Task prompt:
Set down again exactly the lines of the listing below that fall between the line holding "Instead of using" and the line holding "run ci [all]", inclusive.

Data listing:
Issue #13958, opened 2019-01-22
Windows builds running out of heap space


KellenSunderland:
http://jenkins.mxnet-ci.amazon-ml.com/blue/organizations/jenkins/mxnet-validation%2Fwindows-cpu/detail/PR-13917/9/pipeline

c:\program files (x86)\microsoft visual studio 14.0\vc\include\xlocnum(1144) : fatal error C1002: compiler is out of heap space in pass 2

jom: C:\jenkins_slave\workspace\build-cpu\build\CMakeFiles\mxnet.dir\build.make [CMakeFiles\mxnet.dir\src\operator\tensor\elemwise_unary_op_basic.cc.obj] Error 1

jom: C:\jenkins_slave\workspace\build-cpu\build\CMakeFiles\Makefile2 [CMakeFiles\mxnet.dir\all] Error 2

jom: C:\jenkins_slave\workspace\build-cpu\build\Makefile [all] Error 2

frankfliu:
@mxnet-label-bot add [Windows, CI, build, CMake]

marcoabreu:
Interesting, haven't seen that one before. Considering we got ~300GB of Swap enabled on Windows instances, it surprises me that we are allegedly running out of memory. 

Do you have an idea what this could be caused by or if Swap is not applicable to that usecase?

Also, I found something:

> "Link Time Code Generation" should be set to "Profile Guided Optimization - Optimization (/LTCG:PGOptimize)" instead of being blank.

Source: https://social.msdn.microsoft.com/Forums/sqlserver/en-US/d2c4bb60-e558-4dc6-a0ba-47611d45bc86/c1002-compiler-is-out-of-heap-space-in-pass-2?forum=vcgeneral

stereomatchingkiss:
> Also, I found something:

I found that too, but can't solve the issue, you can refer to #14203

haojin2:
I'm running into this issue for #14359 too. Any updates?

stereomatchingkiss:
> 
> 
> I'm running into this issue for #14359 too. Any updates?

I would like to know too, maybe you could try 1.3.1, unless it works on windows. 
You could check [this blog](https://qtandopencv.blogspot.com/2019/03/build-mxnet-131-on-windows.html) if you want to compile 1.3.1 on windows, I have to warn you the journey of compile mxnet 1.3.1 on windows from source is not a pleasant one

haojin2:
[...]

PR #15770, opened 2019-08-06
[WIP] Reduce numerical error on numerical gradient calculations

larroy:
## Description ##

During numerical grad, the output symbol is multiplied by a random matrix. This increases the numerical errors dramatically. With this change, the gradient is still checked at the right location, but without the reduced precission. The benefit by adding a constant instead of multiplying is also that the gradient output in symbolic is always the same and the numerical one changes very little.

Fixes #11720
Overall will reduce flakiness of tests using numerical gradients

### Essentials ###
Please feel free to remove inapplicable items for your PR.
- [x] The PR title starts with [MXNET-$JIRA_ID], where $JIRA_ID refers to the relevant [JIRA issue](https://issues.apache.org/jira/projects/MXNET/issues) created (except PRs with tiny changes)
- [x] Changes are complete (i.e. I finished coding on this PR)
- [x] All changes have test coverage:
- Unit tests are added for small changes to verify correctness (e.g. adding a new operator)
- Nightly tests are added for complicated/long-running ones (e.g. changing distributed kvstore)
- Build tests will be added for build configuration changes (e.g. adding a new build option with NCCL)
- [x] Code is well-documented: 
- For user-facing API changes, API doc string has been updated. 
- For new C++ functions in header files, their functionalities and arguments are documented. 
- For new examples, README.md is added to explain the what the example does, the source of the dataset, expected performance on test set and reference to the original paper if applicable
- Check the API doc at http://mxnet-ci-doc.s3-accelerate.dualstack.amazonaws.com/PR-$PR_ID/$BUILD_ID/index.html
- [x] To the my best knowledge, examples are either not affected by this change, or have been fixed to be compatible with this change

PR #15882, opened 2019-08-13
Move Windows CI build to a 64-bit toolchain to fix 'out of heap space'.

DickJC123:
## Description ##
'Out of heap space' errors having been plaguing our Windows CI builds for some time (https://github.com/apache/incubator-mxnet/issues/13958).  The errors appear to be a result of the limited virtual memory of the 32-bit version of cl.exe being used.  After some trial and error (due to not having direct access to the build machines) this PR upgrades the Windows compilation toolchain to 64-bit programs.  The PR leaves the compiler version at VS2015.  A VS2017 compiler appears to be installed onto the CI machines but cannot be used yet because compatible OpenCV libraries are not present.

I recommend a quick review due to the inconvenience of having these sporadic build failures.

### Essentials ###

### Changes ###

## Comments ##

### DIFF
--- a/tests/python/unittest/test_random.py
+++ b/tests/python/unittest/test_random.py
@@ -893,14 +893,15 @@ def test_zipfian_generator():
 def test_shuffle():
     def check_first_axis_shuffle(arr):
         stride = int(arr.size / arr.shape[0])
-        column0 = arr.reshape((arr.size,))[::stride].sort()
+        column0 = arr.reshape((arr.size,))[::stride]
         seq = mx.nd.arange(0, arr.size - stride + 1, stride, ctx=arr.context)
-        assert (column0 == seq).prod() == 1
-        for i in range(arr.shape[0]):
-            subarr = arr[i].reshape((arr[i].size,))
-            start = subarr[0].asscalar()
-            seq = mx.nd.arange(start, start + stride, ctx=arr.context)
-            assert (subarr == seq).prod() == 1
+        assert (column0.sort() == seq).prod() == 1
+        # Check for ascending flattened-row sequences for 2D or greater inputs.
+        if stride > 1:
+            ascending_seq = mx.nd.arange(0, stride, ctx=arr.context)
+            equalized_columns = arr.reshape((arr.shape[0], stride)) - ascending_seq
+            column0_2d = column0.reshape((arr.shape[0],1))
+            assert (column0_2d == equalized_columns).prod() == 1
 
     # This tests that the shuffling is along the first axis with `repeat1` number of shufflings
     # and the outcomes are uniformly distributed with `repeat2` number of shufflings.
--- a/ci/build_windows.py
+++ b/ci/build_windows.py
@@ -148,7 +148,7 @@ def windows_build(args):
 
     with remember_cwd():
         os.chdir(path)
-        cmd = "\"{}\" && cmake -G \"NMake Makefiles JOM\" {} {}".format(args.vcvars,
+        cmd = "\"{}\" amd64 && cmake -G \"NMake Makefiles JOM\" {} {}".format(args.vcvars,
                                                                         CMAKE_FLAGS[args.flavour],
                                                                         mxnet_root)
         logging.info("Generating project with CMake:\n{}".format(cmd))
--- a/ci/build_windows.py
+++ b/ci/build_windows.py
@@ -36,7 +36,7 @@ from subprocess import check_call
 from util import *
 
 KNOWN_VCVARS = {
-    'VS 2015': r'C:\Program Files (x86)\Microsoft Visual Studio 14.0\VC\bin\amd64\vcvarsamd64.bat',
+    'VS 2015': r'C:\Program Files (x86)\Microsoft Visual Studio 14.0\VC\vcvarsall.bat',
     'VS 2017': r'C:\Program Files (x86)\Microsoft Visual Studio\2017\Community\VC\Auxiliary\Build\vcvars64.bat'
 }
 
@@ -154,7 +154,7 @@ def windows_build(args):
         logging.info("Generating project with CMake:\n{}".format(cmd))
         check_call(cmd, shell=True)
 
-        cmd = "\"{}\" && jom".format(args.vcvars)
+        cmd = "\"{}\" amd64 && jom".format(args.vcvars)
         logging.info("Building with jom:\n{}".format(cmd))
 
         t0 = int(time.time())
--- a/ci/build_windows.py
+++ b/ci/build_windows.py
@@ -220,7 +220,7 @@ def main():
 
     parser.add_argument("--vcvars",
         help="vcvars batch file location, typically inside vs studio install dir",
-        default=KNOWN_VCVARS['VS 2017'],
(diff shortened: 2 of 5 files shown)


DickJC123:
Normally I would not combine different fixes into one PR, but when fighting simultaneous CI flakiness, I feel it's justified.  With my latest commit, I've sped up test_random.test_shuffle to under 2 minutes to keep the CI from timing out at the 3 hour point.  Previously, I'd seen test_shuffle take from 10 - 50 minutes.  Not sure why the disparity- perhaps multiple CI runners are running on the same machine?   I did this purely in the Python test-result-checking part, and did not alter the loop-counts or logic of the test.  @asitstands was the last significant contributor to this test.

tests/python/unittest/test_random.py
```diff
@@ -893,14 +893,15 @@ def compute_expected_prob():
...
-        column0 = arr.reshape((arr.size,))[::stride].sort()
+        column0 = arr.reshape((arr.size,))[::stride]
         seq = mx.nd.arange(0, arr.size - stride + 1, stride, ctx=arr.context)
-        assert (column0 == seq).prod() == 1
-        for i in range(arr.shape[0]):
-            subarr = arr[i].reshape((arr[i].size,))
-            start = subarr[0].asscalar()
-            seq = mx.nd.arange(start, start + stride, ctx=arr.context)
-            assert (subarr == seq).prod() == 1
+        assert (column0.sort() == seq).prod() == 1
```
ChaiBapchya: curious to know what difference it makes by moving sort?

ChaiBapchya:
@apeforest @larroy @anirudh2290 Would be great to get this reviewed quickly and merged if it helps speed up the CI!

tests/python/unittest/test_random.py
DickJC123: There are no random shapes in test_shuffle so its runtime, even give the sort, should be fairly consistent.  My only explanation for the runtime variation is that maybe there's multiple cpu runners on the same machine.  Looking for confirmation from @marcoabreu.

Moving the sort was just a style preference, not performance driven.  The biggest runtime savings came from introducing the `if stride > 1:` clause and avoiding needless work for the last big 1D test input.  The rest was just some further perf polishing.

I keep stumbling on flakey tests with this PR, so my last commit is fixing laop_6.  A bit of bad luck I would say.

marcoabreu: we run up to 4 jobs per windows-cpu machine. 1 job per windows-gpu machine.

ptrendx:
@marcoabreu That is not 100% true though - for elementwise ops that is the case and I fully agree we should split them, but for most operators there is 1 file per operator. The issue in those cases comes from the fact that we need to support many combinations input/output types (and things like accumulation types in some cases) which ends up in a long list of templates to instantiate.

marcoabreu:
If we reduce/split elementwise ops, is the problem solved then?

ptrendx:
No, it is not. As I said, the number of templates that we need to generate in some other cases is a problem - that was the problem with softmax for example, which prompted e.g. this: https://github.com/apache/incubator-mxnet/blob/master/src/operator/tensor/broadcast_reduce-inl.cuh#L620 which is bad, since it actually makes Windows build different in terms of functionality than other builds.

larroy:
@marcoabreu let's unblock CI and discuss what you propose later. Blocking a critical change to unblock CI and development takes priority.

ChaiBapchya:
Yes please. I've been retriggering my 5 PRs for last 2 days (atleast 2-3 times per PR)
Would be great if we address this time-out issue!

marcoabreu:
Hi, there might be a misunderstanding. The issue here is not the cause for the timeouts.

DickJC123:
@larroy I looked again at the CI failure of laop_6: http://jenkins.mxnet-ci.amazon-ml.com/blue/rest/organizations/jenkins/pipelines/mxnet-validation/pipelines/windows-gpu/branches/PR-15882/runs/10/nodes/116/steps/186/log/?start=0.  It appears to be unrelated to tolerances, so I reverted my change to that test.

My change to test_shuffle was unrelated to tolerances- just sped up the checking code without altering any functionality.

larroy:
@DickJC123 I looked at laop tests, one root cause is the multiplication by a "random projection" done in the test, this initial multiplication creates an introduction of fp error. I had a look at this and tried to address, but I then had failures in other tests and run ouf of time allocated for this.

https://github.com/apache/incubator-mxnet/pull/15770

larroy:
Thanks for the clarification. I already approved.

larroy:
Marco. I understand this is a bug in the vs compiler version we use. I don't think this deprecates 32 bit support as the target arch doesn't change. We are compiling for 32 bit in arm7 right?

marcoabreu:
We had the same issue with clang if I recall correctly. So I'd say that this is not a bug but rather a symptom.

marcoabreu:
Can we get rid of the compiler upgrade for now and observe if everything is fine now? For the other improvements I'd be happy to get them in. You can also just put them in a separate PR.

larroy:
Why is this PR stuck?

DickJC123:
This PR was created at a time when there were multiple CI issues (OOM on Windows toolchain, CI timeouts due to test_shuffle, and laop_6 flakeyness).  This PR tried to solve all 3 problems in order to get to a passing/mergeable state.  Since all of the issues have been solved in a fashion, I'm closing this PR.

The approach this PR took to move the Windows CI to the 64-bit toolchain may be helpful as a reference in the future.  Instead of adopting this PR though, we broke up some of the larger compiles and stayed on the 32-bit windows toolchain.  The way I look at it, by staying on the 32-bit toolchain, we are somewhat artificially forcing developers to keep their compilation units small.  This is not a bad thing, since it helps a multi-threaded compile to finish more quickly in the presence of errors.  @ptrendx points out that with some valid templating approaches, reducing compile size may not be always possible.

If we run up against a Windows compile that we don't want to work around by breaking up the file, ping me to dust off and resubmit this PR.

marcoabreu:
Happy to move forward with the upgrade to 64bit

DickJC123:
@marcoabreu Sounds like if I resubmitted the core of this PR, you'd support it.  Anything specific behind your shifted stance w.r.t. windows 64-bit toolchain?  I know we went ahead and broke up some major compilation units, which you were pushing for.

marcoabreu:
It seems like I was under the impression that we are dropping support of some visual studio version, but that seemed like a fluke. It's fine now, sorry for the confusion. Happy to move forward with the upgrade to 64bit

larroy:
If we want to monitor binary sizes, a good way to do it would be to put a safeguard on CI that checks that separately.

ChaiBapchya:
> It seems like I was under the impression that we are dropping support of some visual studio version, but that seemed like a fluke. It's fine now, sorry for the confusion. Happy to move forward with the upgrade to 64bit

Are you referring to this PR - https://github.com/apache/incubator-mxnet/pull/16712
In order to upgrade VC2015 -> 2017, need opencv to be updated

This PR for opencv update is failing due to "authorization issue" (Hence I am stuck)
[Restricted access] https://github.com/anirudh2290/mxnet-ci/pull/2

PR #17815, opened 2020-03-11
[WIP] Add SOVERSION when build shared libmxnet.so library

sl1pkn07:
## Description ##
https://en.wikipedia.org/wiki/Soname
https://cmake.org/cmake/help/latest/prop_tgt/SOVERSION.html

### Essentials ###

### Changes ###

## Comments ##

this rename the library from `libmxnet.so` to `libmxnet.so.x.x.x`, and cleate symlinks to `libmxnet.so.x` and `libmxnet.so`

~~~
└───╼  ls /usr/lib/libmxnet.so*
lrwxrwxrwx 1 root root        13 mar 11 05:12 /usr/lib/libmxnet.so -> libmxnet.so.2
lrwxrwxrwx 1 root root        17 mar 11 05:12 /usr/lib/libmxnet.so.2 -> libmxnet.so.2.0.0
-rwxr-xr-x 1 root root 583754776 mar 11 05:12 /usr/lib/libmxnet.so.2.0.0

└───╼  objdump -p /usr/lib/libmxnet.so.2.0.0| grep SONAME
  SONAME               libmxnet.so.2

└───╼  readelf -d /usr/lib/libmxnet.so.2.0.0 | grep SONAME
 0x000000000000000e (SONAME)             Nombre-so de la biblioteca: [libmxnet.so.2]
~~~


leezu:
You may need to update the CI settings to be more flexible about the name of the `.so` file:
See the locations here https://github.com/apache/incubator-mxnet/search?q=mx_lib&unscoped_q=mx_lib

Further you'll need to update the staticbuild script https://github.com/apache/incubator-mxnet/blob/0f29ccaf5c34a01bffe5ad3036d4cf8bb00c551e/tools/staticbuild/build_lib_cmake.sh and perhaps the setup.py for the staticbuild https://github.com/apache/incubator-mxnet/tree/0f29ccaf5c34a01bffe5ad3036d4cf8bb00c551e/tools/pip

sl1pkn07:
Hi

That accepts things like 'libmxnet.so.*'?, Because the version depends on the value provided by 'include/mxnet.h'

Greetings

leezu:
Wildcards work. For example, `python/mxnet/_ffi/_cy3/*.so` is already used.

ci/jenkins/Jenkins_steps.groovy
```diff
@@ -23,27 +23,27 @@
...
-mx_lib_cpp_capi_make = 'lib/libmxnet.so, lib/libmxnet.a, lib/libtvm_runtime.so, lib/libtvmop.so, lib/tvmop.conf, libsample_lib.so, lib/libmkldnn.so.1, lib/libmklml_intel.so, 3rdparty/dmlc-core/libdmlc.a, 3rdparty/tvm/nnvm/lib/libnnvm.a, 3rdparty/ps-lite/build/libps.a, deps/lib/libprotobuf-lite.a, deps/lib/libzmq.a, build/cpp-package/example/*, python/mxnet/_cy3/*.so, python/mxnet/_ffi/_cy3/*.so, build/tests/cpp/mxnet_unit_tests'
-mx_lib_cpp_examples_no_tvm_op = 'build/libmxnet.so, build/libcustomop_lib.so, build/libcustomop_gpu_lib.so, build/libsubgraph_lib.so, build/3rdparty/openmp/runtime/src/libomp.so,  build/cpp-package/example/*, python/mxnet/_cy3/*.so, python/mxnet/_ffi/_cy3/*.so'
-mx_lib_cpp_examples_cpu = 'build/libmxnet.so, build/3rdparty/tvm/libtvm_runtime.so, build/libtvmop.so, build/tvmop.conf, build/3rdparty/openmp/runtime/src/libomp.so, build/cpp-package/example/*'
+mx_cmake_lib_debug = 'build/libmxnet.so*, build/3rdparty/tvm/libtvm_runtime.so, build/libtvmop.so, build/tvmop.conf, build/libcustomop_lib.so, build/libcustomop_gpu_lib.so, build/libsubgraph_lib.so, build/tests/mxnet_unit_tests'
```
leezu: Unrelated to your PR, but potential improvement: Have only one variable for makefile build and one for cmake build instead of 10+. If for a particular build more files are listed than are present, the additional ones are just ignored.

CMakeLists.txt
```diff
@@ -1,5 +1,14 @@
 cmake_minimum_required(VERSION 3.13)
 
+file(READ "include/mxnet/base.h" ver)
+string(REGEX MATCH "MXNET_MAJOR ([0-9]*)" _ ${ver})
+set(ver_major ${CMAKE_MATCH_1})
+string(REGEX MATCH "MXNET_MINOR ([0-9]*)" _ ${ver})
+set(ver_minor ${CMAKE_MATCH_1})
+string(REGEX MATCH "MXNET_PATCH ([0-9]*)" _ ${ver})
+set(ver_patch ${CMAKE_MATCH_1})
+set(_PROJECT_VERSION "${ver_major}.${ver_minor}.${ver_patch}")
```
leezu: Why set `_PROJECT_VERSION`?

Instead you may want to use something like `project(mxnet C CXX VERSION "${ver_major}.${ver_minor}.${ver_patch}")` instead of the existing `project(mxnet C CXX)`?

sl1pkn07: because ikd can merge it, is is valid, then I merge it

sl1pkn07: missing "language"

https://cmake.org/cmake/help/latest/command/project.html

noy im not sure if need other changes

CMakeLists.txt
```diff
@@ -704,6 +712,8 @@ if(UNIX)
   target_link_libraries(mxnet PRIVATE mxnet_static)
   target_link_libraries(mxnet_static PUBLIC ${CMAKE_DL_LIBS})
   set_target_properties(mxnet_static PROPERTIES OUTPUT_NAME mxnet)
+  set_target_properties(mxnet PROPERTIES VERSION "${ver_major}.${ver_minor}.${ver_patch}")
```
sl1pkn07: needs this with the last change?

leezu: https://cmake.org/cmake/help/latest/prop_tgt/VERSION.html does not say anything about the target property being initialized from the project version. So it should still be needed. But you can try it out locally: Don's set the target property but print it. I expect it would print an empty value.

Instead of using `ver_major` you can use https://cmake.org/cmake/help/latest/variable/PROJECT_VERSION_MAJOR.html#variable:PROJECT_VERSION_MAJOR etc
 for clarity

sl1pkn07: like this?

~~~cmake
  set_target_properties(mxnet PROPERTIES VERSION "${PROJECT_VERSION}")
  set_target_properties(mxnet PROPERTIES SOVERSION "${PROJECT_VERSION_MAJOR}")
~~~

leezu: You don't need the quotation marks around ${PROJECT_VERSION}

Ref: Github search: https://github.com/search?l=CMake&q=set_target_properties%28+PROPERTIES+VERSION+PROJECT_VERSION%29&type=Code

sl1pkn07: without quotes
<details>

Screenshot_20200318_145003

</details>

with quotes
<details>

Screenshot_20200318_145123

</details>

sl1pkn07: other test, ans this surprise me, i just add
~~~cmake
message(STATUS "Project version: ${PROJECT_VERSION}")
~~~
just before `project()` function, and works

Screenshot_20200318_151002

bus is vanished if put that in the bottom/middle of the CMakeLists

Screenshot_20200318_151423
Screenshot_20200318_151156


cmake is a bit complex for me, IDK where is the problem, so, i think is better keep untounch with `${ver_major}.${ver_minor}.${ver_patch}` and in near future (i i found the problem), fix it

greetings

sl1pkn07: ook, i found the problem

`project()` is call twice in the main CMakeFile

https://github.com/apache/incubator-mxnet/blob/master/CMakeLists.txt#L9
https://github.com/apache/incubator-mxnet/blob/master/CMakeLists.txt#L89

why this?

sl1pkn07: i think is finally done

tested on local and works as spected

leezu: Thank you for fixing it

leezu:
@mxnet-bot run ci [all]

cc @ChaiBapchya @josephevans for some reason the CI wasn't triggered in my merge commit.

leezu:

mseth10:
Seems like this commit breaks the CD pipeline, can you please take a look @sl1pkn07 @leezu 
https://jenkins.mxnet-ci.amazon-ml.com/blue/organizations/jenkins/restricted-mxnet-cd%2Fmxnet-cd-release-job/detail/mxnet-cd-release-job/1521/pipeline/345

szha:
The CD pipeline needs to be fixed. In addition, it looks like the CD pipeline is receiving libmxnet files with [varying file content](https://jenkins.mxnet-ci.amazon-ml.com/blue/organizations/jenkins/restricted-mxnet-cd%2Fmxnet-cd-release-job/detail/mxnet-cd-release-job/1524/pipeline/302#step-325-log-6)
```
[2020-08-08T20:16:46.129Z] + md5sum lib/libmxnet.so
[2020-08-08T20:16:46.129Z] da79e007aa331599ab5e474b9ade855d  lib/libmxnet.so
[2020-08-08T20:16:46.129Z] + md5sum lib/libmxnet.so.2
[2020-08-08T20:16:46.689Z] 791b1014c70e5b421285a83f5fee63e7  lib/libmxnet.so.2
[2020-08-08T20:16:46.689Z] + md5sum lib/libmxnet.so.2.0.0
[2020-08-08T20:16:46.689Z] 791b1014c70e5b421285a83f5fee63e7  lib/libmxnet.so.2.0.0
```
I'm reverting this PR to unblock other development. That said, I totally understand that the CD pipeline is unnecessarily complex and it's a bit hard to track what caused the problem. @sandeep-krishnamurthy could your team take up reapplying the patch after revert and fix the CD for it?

Exercise result:
Instead of using `ver_major` you can use https://cmake.org/cmake/help/latest/variable/PROJECT_VERSION_MAJOR.html#variable:PROJECT_VERSION_MAJOR etc
 for clarity

sl1pkn07: like this?

~~~cmake
  set_target_properties(mxnet PROPERTIES VERSION "${PROJECT_VERSION}")
  set_target_properties(mxnet PROPERTIES SOVERSION "${PROJECT_VERSION_MAJOR}")
~~~

leezu: You don't need the quotation marks around ${PROJECT_VERSION}

Ref: Github search: https://github.com/search?l=CMake&q=set_target_properties%28+PROPERTIES+VERSION+PROJECT_VERSION%29&type=Code

sl1pkn07: without quotes
<details>

Screenshot_20200318_145003

</details>

with quotes
<details>

Screenshot_20200318_145123

</details>

sl1pkn07: other test, ans this surprise me, i just add
~~~cmake
message(STATUS "Project version: ${PROJECT_VERSION}")
~~~
just before `project()` function, and works

Screenshot_20200318_151002

bus is vanished if put that in the bottom/middle of the CMakeLists

Screenshot_20200318_151423
Screenshot_20200318_151156


cmake is a bit complex for me, IDK where is the problem, so, i think is better keep untounch with `${ver_major}.${ver_minor}.${ver_patch}` and in near future (i i found the problem), fix it

greetings

sl1pkn07: ook, i found the problem

`project()` is call twice in the main CMakeFile

https://github.com/apache/incubator-mxnet/blob/master/CMakeLists.txt#L9
https://github.com/apache/incubator-mxnet/blob/master/CMakeLists.txt#L89

why this?

sl1pkn07: i think is finally done

tested on local and works as spected

leezu: Thank you for fixing it

leezu:
@mxnet-bot run ci [all]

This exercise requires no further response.